Give again, exactly as written, each line of the material below starting at the line that contains "(diff shortened: 1 of 16 files shown)" and ending at the line that contains "Most native DOM". Both ends count, and no other line does.

──────────────────────────────

PR #1307, opened 2023-07-07
test(counters_stable/wasm): enter count

agilarity:
READY FOR REVIEW

Supports #210

Add wasm tests for Enter Count feature.

This PR covers 100% of e2e test scenarios.

### E2E Scenarios

- [x] Add 1000 Counters › should increase the number of counters
- [x] Add Counter › should increase the number of counters
- [x] Clear Counters › should reset the counts
- [x] Decrement Counter › should decrease the total count
- [x] Enter Count › should increase the total count
- [x] Enter Count › should decrease the total count
- [x] Increment Counter › should increase the total count
- [x] Remove Counter › should decrement the number of counters
- [x] View Counters › should see the title
- [x] View Counters › should see the initial counts

_Thank you @gbj. The handler change from `on:input` to `on:input:undelegated` enabled the input to work as expected._

### DIFF
--- a/examples/counters_stable/Cargo.toml
+++ b/examples/counters_stable/Cargo.toml
@@ -18,6 +18,7 @@ pretty_assertions = "1.3.0"
 [dev-dependencies.web-sys]
 features = [
     "Event",
+    "EventInit",
     "EventTarget",
     "HtmlElement",
     "HtmlInputElement",
--- a/examples/counters_stable/Cargo.toml
+++ b/examples/counters_stable/Cargo.toml
@@ -16,5 +16,11 @@ wasm-bindgen-test = "0.3.37"
 pretty_assertions = "1.3.0"
 
 [dev-dependencies.web-sys]
-features = ["Element", "HtmlElement", "XPathResult"]
+features = [
+    "Event",
+    "EventTarget",
+    "HtmlElement",
+    "HtmlInputElement",
+    "XPathResult",
+]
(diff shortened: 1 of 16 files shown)


gbj:
Thank you, as always, for your wonderful work!

Apologies for pushing directly into your PR but I thought it would be easier to show than to tell.

It looks like you were able to confirm my hypothesis that the issue with dispatching the synthetic `input` event had to do with the event delegation. I thought it would be ideal to solve this issue so that there was an example of how to test events like this without needing to change the example code itself. Luckily, this turned out to be fairly simple.

Most native DOM events (including `input`) bubble by default, which means that the event will bubble up through the DOM to the event listener, which is delegated to the window. Leptos automatically detects events that *don't* bubble, and uses undelegated event listeners for those. However, using `new Event()` (or `Event::new()`) explicitly [defaults to not bubbling](https://developer.mozilla.org/en-US/docs/Web/API/Event/Event#values), whether or not an event of the same type fired by an actual DOM element would bubble. However, it's possible to use `EventInit` to provide a dict of options, setting bubbling to `true`. 

So in the commit I added I edited the synthetic event dispatched in `enter_count` so that it bubbles. Now the test works with the original example, with event delegation intact!

Thank you, again. This is a really excellent model to show people for how they can implement e2e testing of a Leptos app using multiple different testing methods.

agilarity:
Nice work! Please merge.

──────────────────────────────

▶ [Exercise output]
(diff shortened: 1 of 16 files shown)


gbj:
Thank you, as always, for your wonderful work!

Apologies for pushing directly into your PR but I thought it would be easier to show than to tell.

It looks like you were able to confirm my hypothesis that the issue with dispatching the synthetic `input` event had to do with the event delegation. I thought it would be ideal to solve this issue so that there was an example of how to test events like this without needing to change the example code itself. Luckily, this turned out to be fairly simple.

Most native DOM events (including `input`) bubble by default, which means that the event will bubble up through the DOM to the event listener, which is delegated to the window. Leptos automatically detects events that *don't* bubble, and uses undelegated event listeners for those. However, using `new Event()` (or `Event::new()`) explicitly [defaults to not bubbling](https://developer.mozilla.org/en-US/docs/Web/API/Event/Event#values), whether or not an event of the same type fired by an actual DOM element would bubble. However, it's possible to use `EventInit` to provide a dict of options, setting bubbling to `true`. 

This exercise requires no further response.